Record set:
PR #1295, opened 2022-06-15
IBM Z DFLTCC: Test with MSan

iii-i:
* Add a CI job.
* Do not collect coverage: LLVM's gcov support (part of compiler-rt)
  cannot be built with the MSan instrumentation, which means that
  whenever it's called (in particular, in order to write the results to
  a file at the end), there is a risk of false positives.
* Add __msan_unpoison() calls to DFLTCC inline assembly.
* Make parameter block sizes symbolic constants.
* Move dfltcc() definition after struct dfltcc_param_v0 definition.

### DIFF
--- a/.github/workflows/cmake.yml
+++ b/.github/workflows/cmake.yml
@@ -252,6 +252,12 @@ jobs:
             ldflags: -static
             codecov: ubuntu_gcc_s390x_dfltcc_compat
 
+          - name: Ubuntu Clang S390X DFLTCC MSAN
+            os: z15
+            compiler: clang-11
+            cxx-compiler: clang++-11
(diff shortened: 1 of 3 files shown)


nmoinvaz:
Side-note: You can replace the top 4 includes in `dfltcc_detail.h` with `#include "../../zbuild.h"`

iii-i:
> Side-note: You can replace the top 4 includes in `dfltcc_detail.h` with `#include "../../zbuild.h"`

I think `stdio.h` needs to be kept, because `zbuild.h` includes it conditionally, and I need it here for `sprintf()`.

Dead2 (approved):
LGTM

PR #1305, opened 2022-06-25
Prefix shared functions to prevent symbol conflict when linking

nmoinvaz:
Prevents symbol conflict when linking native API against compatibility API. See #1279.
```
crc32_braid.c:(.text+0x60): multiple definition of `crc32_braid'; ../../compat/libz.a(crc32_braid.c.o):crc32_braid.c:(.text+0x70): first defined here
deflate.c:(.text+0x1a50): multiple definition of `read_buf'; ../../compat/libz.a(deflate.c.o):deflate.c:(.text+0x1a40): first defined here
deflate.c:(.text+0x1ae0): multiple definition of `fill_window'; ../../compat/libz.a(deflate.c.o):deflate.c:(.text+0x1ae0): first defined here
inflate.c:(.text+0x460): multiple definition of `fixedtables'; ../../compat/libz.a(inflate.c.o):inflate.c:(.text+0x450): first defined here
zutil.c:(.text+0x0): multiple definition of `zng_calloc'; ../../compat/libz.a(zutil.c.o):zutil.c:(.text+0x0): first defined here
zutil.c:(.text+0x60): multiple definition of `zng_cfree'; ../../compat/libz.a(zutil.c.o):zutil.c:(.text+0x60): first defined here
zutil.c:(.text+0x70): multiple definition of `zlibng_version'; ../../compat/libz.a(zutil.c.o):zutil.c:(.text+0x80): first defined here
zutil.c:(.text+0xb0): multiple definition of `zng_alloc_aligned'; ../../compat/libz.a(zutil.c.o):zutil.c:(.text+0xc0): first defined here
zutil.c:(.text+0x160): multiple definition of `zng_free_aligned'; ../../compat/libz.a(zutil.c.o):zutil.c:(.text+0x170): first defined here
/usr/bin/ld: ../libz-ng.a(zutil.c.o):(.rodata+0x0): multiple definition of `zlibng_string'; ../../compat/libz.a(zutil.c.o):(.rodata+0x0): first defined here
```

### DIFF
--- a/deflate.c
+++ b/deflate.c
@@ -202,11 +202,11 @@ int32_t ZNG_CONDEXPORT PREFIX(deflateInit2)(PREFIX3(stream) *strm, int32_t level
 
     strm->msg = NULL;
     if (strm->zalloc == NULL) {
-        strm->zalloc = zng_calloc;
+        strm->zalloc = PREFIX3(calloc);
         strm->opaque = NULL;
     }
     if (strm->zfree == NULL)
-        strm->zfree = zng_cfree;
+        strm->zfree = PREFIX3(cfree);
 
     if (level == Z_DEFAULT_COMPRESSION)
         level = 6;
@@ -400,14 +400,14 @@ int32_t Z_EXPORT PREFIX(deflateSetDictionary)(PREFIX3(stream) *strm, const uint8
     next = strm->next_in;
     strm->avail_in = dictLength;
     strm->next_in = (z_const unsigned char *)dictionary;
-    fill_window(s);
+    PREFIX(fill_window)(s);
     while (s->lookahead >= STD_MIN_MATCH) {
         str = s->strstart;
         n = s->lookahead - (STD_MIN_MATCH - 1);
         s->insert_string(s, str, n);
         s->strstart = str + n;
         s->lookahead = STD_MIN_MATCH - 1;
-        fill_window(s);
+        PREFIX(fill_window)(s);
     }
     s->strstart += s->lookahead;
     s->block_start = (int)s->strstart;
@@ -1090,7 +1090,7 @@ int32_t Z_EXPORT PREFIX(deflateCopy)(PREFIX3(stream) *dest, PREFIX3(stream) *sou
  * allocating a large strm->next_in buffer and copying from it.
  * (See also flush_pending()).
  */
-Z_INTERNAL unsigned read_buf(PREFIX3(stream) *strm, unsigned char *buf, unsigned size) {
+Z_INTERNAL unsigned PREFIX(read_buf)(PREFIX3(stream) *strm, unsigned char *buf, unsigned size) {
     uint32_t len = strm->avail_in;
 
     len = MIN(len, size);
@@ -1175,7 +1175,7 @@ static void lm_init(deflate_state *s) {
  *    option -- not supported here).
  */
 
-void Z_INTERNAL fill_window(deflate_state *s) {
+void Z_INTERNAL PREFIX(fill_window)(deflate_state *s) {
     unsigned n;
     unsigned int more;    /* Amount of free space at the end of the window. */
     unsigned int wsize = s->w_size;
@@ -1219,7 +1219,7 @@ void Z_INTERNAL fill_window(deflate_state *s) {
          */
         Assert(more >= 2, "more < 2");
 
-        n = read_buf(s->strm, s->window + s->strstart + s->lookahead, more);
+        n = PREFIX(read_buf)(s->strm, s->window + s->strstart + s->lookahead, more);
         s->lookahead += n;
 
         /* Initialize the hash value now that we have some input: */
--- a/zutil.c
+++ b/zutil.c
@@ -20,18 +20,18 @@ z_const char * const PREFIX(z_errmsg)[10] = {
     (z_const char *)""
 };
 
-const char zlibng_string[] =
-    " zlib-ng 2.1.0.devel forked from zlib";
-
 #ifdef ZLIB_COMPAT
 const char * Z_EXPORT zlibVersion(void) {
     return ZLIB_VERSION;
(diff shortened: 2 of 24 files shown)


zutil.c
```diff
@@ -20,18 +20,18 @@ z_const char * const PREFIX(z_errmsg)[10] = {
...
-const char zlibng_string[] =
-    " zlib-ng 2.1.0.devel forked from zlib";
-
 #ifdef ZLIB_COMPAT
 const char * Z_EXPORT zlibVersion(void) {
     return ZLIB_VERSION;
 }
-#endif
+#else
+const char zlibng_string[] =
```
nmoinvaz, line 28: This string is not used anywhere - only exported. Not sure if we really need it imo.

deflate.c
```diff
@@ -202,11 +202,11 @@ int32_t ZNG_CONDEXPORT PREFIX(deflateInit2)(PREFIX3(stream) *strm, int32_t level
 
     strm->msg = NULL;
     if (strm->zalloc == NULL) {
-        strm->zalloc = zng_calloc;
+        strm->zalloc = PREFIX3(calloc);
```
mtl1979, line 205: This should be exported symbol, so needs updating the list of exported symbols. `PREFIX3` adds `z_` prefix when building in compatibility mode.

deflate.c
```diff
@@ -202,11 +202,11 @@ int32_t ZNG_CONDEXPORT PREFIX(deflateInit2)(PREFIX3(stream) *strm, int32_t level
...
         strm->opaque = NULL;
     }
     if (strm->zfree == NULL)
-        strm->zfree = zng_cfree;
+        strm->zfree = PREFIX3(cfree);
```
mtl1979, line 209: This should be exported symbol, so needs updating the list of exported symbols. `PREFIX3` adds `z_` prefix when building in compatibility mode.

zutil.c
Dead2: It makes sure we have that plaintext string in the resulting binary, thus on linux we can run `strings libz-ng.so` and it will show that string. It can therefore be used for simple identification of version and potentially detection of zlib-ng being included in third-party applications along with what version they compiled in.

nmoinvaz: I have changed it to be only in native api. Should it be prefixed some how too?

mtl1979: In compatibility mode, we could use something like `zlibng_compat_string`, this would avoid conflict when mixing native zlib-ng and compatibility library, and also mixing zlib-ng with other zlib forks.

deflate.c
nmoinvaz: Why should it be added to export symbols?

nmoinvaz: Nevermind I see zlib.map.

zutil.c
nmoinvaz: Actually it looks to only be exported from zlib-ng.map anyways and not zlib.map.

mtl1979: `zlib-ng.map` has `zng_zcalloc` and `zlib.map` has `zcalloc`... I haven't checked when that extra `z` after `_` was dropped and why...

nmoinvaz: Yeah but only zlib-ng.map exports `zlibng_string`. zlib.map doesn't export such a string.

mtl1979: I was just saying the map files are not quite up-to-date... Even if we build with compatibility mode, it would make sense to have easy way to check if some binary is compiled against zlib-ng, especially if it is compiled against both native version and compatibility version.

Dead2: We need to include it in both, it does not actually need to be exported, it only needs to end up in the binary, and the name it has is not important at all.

--

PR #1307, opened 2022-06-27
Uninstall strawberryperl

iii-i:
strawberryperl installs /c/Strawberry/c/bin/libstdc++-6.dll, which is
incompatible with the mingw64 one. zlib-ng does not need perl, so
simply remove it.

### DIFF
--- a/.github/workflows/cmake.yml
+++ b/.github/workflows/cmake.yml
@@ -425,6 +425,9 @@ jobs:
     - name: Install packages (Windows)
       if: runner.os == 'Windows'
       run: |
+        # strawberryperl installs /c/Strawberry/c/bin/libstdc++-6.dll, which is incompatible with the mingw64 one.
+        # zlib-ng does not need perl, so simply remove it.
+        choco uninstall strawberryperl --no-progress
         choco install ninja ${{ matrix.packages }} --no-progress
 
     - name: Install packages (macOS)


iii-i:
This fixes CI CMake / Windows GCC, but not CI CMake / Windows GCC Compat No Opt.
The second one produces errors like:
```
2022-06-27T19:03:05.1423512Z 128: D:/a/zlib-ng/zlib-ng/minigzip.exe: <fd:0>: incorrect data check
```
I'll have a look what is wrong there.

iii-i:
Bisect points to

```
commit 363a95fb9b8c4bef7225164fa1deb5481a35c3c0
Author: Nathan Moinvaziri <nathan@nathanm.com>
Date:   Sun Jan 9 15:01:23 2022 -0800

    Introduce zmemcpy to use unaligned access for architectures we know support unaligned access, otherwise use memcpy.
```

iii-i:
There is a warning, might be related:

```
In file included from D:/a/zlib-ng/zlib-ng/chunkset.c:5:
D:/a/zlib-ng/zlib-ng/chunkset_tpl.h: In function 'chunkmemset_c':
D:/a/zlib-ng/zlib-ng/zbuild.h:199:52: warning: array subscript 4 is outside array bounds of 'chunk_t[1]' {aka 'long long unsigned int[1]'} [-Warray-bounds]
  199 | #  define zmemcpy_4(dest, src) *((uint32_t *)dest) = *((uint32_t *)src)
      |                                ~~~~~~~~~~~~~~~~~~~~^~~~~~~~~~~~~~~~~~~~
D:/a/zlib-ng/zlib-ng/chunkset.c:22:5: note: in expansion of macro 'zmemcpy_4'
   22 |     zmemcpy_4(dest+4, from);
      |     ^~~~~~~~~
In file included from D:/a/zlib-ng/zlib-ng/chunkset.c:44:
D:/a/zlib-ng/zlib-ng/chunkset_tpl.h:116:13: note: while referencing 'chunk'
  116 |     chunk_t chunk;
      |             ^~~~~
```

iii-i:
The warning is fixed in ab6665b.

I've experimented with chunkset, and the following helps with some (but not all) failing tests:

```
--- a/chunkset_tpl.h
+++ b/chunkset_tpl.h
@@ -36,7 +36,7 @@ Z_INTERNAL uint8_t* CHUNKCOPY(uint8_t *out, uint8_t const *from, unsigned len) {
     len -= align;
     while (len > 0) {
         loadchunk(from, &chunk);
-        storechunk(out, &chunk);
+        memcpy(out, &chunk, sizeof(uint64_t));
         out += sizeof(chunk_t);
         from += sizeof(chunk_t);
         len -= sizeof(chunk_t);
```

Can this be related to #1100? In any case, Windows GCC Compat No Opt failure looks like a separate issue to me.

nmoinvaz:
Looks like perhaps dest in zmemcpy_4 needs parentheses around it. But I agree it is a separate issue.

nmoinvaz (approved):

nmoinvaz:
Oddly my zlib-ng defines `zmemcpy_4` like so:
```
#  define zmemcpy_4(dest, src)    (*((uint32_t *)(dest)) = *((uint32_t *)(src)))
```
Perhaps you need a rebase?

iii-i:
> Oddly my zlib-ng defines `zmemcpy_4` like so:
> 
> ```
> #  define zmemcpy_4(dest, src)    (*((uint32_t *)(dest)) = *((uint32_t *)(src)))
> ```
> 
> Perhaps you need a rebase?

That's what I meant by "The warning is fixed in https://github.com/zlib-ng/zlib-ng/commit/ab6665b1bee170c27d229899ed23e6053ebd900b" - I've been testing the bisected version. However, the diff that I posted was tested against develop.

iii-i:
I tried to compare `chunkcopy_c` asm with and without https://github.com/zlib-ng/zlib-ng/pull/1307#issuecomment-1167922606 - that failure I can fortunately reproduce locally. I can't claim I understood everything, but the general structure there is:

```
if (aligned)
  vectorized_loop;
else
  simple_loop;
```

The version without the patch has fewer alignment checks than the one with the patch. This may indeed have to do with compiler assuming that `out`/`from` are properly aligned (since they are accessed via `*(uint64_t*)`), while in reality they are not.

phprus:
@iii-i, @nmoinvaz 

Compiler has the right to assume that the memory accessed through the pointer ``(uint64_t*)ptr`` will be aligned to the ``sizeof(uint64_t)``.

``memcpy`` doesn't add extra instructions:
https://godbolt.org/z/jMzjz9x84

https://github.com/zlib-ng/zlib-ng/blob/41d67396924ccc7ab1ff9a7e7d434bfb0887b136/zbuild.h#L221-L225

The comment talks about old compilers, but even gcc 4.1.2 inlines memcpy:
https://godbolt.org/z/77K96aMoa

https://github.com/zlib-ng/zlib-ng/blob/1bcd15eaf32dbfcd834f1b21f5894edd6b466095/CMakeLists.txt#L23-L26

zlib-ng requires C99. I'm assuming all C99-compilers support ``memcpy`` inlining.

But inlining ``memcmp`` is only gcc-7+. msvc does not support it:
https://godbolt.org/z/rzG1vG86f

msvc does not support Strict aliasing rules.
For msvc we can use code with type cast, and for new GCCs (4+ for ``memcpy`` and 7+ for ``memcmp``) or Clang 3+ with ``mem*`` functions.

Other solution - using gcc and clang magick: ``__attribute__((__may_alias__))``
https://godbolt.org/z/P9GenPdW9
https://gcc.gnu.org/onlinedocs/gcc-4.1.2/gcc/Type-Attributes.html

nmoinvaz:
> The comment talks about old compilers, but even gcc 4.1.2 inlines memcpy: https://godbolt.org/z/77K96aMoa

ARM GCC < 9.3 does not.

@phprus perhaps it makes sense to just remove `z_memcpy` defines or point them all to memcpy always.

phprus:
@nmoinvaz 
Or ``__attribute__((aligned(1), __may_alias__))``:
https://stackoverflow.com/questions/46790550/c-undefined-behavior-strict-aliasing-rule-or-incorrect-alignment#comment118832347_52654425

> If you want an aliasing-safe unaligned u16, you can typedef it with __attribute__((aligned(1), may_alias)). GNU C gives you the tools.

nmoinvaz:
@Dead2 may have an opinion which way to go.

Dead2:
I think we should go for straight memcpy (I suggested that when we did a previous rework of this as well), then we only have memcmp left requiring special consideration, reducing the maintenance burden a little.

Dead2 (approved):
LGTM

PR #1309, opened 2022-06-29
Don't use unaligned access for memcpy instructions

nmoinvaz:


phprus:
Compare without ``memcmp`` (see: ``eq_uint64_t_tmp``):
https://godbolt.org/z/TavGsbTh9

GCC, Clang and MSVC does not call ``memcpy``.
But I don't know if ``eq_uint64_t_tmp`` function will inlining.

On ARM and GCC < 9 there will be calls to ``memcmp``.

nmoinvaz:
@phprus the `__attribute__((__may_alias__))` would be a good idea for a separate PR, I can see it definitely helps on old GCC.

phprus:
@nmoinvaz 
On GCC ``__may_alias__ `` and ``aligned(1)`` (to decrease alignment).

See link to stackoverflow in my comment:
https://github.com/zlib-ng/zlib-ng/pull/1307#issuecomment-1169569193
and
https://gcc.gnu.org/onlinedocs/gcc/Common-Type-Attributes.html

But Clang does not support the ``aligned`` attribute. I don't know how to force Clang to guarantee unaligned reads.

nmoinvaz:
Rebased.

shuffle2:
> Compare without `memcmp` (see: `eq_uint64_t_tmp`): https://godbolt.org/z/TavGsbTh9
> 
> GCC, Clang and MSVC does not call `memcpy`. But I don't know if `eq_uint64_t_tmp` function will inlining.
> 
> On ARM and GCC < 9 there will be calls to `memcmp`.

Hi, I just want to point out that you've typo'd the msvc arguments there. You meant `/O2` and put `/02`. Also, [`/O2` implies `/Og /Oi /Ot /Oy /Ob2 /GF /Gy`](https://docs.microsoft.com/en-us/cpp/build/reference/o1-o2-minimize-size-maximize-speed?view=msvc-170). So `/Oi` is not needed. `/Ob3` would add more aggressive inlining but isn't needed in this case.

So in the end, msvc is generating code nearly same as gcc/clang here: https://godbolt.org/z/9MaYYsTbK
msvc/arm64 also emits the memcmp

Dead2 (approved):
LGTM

Exercise aim:
Tell how many lines in the material above have the string "assuming", using only the number.

Written response:
2